Hughes T L, Hahn T M, Reynolds K K, Shewach D S
Department of Pharmacology, University of Michigan Medical School, Ann Arbor 48109, USA.
Biochemistry. 1997 Jun 17;36(24):7540-7. doi: 10.1021/bi970059r.
Deoxycytidine kinase is the rate-limiting process in the activation for several clinically important antitumor agents. Previous studies have focused on deoxycytidine (dCyd) and adenosine triphosphate (ATP) as substrates for this enzyme. In view of recent data indicating that uridine triphosphate (UTP) is the physiologic phosphate donor for this enzyme, a study of the kinetic properties of dCyd kinase with dCyd and UTP was undertaken. The results presented here demonstrate that UTP and ATP produce kinetically distinguishable differences in nucleoside phosphorylation by dCyd kinase. At high dCyd concentrations, dCyd kinase exhibited substrate activation with ATP. In contrast, in the presence of UTP, substrate inhibition was observed at concentrations of dCyd greater than 3 microM. Inhibition by dCyd was noncompetitive with respect to UTP and could not be reversed by a 200-fold increase in UTP concentration, indicating that the inhibition was not due to dCyd binding at the nucleotide binding site. The kinetic mechanism for dCyd kinase was determined with dCyd and UTP as substrates. UTP was the preferred phosphate donor with a true Km value of 1 microM compared to 54 microM with ATP, resulting in a 50-fold greater substrate efficiency for UTP. Although the double-reciprocal plots with UTP produced parallel lines, initial velocity plots with other phosphate donors and product inhibition studies indicated that dCyd kinase formed a ternary complex with its substrates. The parallel lines with UTP were apparently due to a low dissociation constant for UTP, which was calculated as more than 13-fold lower than its Km value. Analysis of product inhibition studies indicated that dCyd kinase followed an ordered A-B random P-Q reaction sequence, with UTP as the first substrate to bind. In contrast, previous results demonstrated a random bi-bi sequence for dCyd kinase in the presence of ATP. The combined results indicate that the enzyme can follow a random bi-bi reaction sequence, but with UTP as the phosphate donor, the addition of nucleotide prior to dCyd is strongly preferred. The noncompetitive substrate inhibition, which was independent of UTP concentration, indicates that high concentrations of dCyd promote addition of the nucleoside prior to UTP, resulting in a lower velocity.

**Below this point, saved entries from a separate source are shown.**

PR #2359, opened 2025-06-17
2346 fix extractzipfile function in zipcpp

### LINKED ISSUE #2346: Fix extractZipFile function in zip.cpp
The `extractZipFile()` function does not check that the extraction path actually exists.

Source file: `feelpp/feel/feelcore/zip.cpp`.

We need to add this function call: `fs::create_directories(extractionPath.parent_path());`

- It creates all parent directories required for the given path.
- If the folder already exists, it does nothing and returns no error.
- If one of the parent folders doesn't exist, it creates it.

Philand:

- closes #2346 
-----
## Work done

- Improved the extractZipFile function. The function wasn't perfectly functional, as it didn't create the necessary path to the extraction file when the extraction file's parent folders didn't exist
- I added two tests to test this unzip function. One that simply tests unzipping and one that tests unzipping with download of a girder dataset.
- I run the test locally and it worked.


vincentchabannes (approved):

feelpp/feel/feelcore/zip.hpp
```diff
@@ -1,5 +1,11 @@
 #pragma once
 
+#include <cstdio>
+#include <cstdlib>
+#include <string>
+#include <zip.h>
+#include <fmt/core.h>
+#include <feel/feelcore/feel.hpp>
```
prudhomm, line 8: why is this needed here ? you only need <string> that's it

feelpp/feel/feelcore/zip.cpp
```diff
@@ -1,9 +1,3 @@
-#include <cstdio>
-#include <cstdlib>
-#include <string>
-#include <zip.h>
-#include <fmt/core.h>
-#include <feel/feelcore/feel.hpp>
```
prudhomm, line 6: why was this moved ?it is only needed for the implementation not the interface

feelpp/feel/feelcore/zip.cpp
```diff
@@ -39,49 +34,48 @@ bool extractZipFile( const std::string& zipFilePath, const std::string& extracti
         }
 
         fs::path extractionPath = fs::path(extractionDir) / fs::path( entryName );
-        VLOG(2) << fmt::format( "Extracting {} to {}", entryName, extractionPath.string() ) << std::endl;
-        VLOG(2) << fmt::format( "has {} a filename : {}", entryName, fs::path( entryName ).has_filename() ) << std::endl;
-        if ( !fs::path( entryName ).has_filename() || fs::path( entryName ) == fs::path(".") )
+        std::cout << fmt::format( "Extracting {} to {}", entryName, extractionPath.string() ) << std::endl;
```
prudhomm, line 37: this should go in LOG(INFO) or VLOG(1) or VLOG(2)

PR #2437, opened 2026-03-27
resolves 2432: add row support to blockform2

### LINKED ISSUE #2432: add row support to blockform2
to impose Dirichlet conditions strongly it is useful to introduce a new keyword, eg on the first block row `0_c`:

```cpp
a.row( 0_c ) += on( _range = markedfaces( mesh, dirichletMarker ),
                        _rhs = rhs( 0_c ),
                        _element = uh,
                        _expr = cst( potential ),
                        _type = "elimination" );
```

### LINKED ISSUE #2433: support basis functions in dsel
add support for 

```c++
auto u = trial(Xh);
auto v = test(Xh);
auto a = form2(_test=Xh,_trial=Xh);
a = integrate( _range=elements(support(Xh)), _expr=u*v);
```

### LINKED ISSUE #2434: improve form and blockform interface
unify interface and allow `l1Norm(), sum(), .... to avoid going through the algebraic representation

### LINKED ISSUE #2435: modernize static condensation and support 2x2 static condensation
port static condensation to c++20/23 (use concept)
add support for 2x2 blocks in case the unknowns to be eliminated is internal to the element

### LINKED ISSUE #2447: Support deferred Dirichlet conditions
I think it is about time that we implement deferred Dirichlet conditions:
- it is mandatory for static condensation (in hdg, they were imposed weakly, never strongly due to this missing feature)
- if we have multiple on() we don't want to apply `zeroRows()` / `zeroRowsColumns`  multiple times, we want to accumulate the constraints and apply them once for all, limiting the communications to a bare minimum
- finally we want to access the matrices with and without constraints. The latter is critical in many preconditionning strategies

_Originally posted by @prudhomm in https://github.com/feelpp/feelpp/issues/2437#issuecomment-4183114436_

### LINKED ISSUE #2459: Enable PETSc HPDDM auxiliary Neumann matrix support with deferred Dirichlet constraints
Pass the unconstrained operator as HPDDM’s auxiliary Neumann matrix when solving constrained systems produced by deferred Dirichlet conditions, see #2447.
This wires `_auxiliary_matrix` from the form/backend layer down to `PCHPDDMSetAuxiliaryMat()`, keeps HPDDM options applied after auxiliary setup, and updates the HPDDM tests to cover both the plumbing and the deferred-Dirichlet solve path in sequential and MPI runs.

Unfortunately ubuntu and debian do not come with HPDDM support in PETSc, so the work in #2458 is necessary to test the code

/cc @prj- @vincentchabannes

prudhomm:

-----
- closes #2432 
- closes #2433 
- closes #2434 
- closes #2435 
- closes #2447 

closing #2459 has been deferred to the new Problem API to make local neumann matrices auxiliary matrices seamless for the end user.


feelpp/feel/feelalg/matrixpetsc.cpp
```diff
@@ -1767,9 +1767,21 @@ MatrixPetsc<T>::zeroRows( std::vector<int> const& rows,
                           Context const& on_context,
                           value_type value_on_diagonal )
 {
-    // the matrix needs to be closed for this to work
-    if ( !this->closed() )
+    PetscBool assembled = PETSC_FALSE;
+    int ierr = MatAssembled( M_mat, &assembled );
```
vincentchabannes: @prudhomm, this function is not collective (not always the same for all processes). Can generate a deadlock, I think. Some local operations should call collectively to mat->setIsClosed(false)

prudhomm: thanks for the feedback, I will check that

prudhomm: see the correction in [4637241](https://github.com/feelpp/feelpp/pull/2437/commits/4637241d9058af9f9af91313d491220036af8e34)[4637241](https://github.com/feelpp/feelpp/pull/2437/commits/4637241d9058af9f9af91313d491220036af8e34)

ok for you ?

prudhomm:
@vincentchabannes I think it is about time that we implement deferred Dirichlet conditions:
- it is mandatory for static condensation (in hdg, they were imposed weakly, never strongly due to this missing feature)
- if we have multiple on() we don't want to apply `zeroRows()` / `zeroRowsColumns`  multiple times, we want to accumulate the constraints and apply them once for all, limiting the communications to a bare minimum
- finally we want to access the matrices with and without constraints. The latter is critical in many preconditionning strategies
I am working on that solution.

vincentchabannes:
@prudhomm It's exactly what I did in toolboxes (only one call of zeroRow for example). I have also multiple passes, first on Elements, then Faces, then Edges and finally Points. This ordering is important.
For me, only the last point is missing.

feelpp/feel/feelalg/matrixpetsc.cpp
```diff
@@ -757,6 +756,21 @@ void MatrixPetsc<T>::close ()  const
...
+template <typename T>
+inline
+void MatrixPetsc<T>::closeIfNeeded() const
+{
+    if ( !this->isInitialized() )
+        return;
+
+    int needsClose = super::closed() ? 0 : 1;
+    if ( this->comm().size() > 1 )
+        mpi::all_reduce( this->comm(), mpi::inplace( needsClose ), mpi::maximum<int>() );
```
vincentchabannes: @prudhomm You shouldn't call `all_reduce` every time you check whether it's closed or not.
The previous logic worked fine; you just need to place the `setClose(false)` calls in the right places. And if the user manually calls `setValues`, `addMatrix`, etc., they are responsible for closing it or marking it as unclosed.

feelpp/feel/feelalg/matrixpetsc.cpp
```diff
@@ -853,6 +867,7 @@ void MatrixPetsc<T>::set ( const size_type i,
     ierr = MatSetValues( M_mat, 1, &i_val, 1, &j_val,
                          &petsc_value, INSERT_VALUES );
     CHKERRABORT( this->comm(),ierr );
+    this->setIsClosed( false );
```
vincentchabannes: This method can be used intensively, so you should avoid adding a function call

feelpp/feel/feelalg/matrixpetsc.cpp
```diff
@@ -873,6 +888,7 @@ void MatrixPetsc<T>::add ( const size_type i,
     ierr = MatSetValues( M_mat, 1, &i_val, 1, &j_val,
                          &petsc_value, ADD_VALUES );
     CHKERRABORT( this->comm(),ierr );
+    this->setIsClosed( false );
```
vincentchabannes: idem

prudhomm:
@vincentchabannes ok with this version?

feelpp/feel/feelalg/backend.hpp
```diff
@@ -1020,6 +1020,7 @@ class FEELPP_EXPORT Backend : public BackendBase, public std::enable_shared_from
     {
         auto args = NA::make_arguments( std::forward<Ts>(v)... );
         sparse_matrix_ptrtype matrix = args.get(_matrix);
+        sparse_matrix_ptrtype auxiliaryMatrix = args.get_else( _auxiliary_matrix, sparse_matrix_ptrtype{} );
```
vincentchabannes: Only one matrix is too restrictive; for example, AMS requires several matrices. A dictionary (key, matrix) will be more adapted. After, it will be better if theses data are given directly in the preconditioner, and don't make this function any more complex.

prudhomm: do we need to change that now or later in your maxwell branch ?

feelpp/feel/feelalg/matrixpetsc.cpp
```diff
@@ -2799,6 +2814,7 @@ void MatrixPetscMPI<T>::set( const size_type i,
                               &petsc_value, INSERT_VALUES );
 
     CHKERRABORT( this->comm(),ierr );
+    this->setIsClosed( false );
```
vincentchabannes: @prudhomm for me, it's not good to call this mutator here. In //, some process can have no element, but the matrix is still defined. So some process can have the wrong closed properties, and a deadlock will appear. The strategy currently used is to put a closed value globally. When we create bilinearform, lineaform,... we set the closed value before the loop of range mesh elements.

feelpp/feel/feelalg/solvernonlinearpetsc.cpp
```diff
@@ -437,13 +467,17 @@ extern "C"
         int size;
         VecGetSize( x,&size );
 
-        double *xa;
-        VecGetArray( x, &xa );
+        const PetscScalar *xa;
+        VecGetArrayRead( x, &xa );
+        Eigen::Matrix<double, Eigen::Dynamic, 1> x_copy( size );
```
vincentchabannes: Why create a copy?

feelpp/feel/feelalg/backend.hpp
vincentchabannes: No, I attach this directly in the preconditioner object. I also wanted to say that this argument should really be placed in the preconditioner function. That would also make it easier to maintain. Otherwise, we'd have to redo this for each solve, nlSolve, ...

feelpp/feel/feelvf/bilinearformbase.hpp
```diff
@@ -376,12 +424,450 @@ class BilinearFormBase : public CommObject
...
+        {
+            return std::pair{ state.constrainedMatrix, state.constrainedVector };
+        }
+
+        this->get();
+        M_matrix->closeIfNeeded();
+        if ( !rhsVector->closed() )
+            rhsVector->close();
+
+        auto constrainedMatrix = M_matrix->clone();
```
vincentchabannes: @prudhomm, duplicating the matrix can be quite problematic for large cases (memory issue). I think we don't want to create a new matrix, but only keep in memory the values modified by the dof elimination. Just apply a setLocalValues with these entries for create the unconstraint matrix. I may not have fully understood the process

feelpp/feel/feelalg/matrixpetsc.cpp
prudhomm: done

prudhomm:
I am adding a policy for constraints handling
- In-place Dirichlet elimination avoids cloning the complete matrix by default.
- The old two-matrix behavior remains available with _dirichlet_inplace=false
- We store now the RHS correction, essentially -A_FD g_D, rather than every eliminated Dirichlet column. This is sufficient while the operator and constraints remain unchanged; changing them requires reassembly.
- Repeated constraints, ordering/precedence, multiple RHS vectors, elimination variants, block forms, scalar forms, and static condensation are covered.

prudhomm:
@vincentchabannes I have finally remove the systematic cloning of the constrained system from the unconstrained one and have a more powerful API now.

vincentchabannes (approved):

脱氧胞苷激酶是几种临床上重要的抗肿瘤药物激活过程中的限速环节。以往的研究主要聚焦于脱氧胞苷(dCyd)和三磷酸腺苷(ATP)作为该酶的底物。鉴于最近的数据表明三磷酸尿苷(UTP)是该酶的生理性磷酸供体,因此开展了一项关于dCyd激酶与dCyd和UTP的动力学特性的研究。此处呈现的结果表明,UTP和ATP在dCyd激酶介导的核苷磷酸化过程中产生了动力学上可区分的差异。在高dCyd浓度下,dCyd激酶对ATP表现出底物激活作用。相反,在UTP存在的情况下,当dCyd浓度大于3 microM时观察到底物抑制现象。dCyd的抑制作用对UTP而言是非竞争性的,并且UTP浓度增加200倍也无法逆转这种抑制作用,这表明该抑制作用并非由于dCyd在核苷酸结合位点的结合所致。以dCyd和UTP作为底物确定了dCyd激酶的动力学机制。UTP是首选磷酸供体,其真实Km值为1 microM,而ATP的Km值为54 microM,这使得UTP的底物效率高出50倍。尽管与UTP的双倒数图产生了平行线,但与其他磷酸供体的初速度图以及产物抑制研究表明,dCyd激酶与其底物形成了三元复合物。与UTP的平行线显然是由于UTP的解离常数较低,经计算其比Km值低13倍以上。产物抑制研究分析表明,dCyd激酶遵循有序的A - B随机P - Q反应序列,其中UTP是第一个结合的底物。相反,先前的结果表明在ATP存在下dCyd激酶遵循随机双底物双产物序列。综合结果表明,该酶可以遵循随机双底物双产物反应序列,但以UTP作为磷酸供体时,强烈优先于dCyd先添加核苷酸。与UTP浓度无关的非竞争性底物抑制表明,高浓度的dCyd会促进在UTP之前添加核苷,从而导致速度降低。